▶ **Problem statement**:
Every word of the data must be reproduced in your reply exactly.
Information shown below:
PR #41, opened 2018-11-02
Add regions and subscriptions tables and relations

Ladas:


db/migrate/20181102145252_add_regions_and_subscriptions.rb
```diff
@@ -0,0 +1,55 @@
...
+      t.string     "source_ref"
+      t.string     "name"
+      t.timestamps
+      t.datetime   "archived_on", :index => true
+      t.index      %i(source_id source_ref), :unique => true
+    end
+
+    add_foreign_key :subscriptions, :sources, on_delete: :cascade
+
+    create_table "regions", :id => :bigserial do |t|
```
Fryguy: Can we come up with an alternate name?  I'm concerned if/when we bring this back into ManageIQ that this will be a huge problem.

Ladas: @Fryguy @agrare ```source_regions``` maybe?

Fryguy: :+1:

Ladas: and I would guess ```source_subscriptions``` so we keep it consistent?

Fryguy:
I'm ok with subscriptions being subscriptions.  After all, we don't want to add source_ in front of everything.  region just happens to be a special case.

db/migrate/20181102145252_add_regions_and_subscriptions.rb
```diff
@@ -0,0 +1,55 @@
...
+      t.datetime   "archived_on", :index => true
+      t.index      %i(source_id source_ref), :unique => true
+    end
+
+    add_foreign_key :source_regions, :sources, on_delete: :cascade
+    add_foreign_key :source_regions, :subscriptions, on_delete: :cascade
+
+    # Relations to service_offerings
+    add_column :service_offerings, :source_region_id, :bigint
+    add_index :service_offerings, :source_region_id
```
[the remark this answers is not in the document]
Ladas: :+1: ok, since we actually follow the naming convention i can simplify this a lot

Ladas:
@agrare ok simplified and added 1 more change, regions should not be nested to subscriptions, those are 2 top level buckets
End of Information shown.
▶ **Answer section**:
PR #41, opened 2018-11-02
Add regions and subscriptions tables and relations

Ladas:


db/migrate/20181102145252_add_regions_and_subscriptions.rb
```diff
@@ -0,0 +1,55 @@
...
+      t.string     "source_ref"
+      t.string     "name"
+      t.timestamps
+      t.datetime   "archived_on", :index => true
+      t.index      %i(source_id source_ref), :unique => true
+    end
+
+    add_foreign_key :subscriptions, :sources, on_delete: :cascade
+
+    create_table "regions", :id => :bigserial do |t|
```
Fryguy: Can we come up with an alternate name?  I'm concerned if/when we bring this back into ManageIQ that this will be a huge problem.

Ladas: @Fryguy @agrare ```source_regions``` maybe?

Fryguy: :+1:

Ladas: and I would guess ```source_subscriptions``` so we keep it consistent?

Fryguy:
I'm ok with subscriptions being subscriptions.  After all, we don't want to add source_ in front of everything.  region just happens to be a special case.

db/migrate/20181102145252_add_regions_and_subscriptions.rb
```diff
@@ -0,0 +1,55 @@
...
+      t.datetime   "archived_on", :index => true
+      t.index      %i(source_id source_ref), :unique => true
+    end
+
+    add_foreign_key :source_regions, :sources, on_delete: :cascade
+    add_foreign_key :source_regions, :subscriptions, on_delete: :cascade
+
+    # Relations to service_offerings
+    add_column :service_offerings, :source_region_id, :bigint
+    add_index :service_offerings, :source_region_id
```
[the remark this answers is not in the document]
Ladas: :+1: ok, since we actually follow the naming convention i can simplify this a lot

Ladas:
@agrare ok simplified and added 1 more change, regions should not be nested to subscriptions, those are 2 top level buckets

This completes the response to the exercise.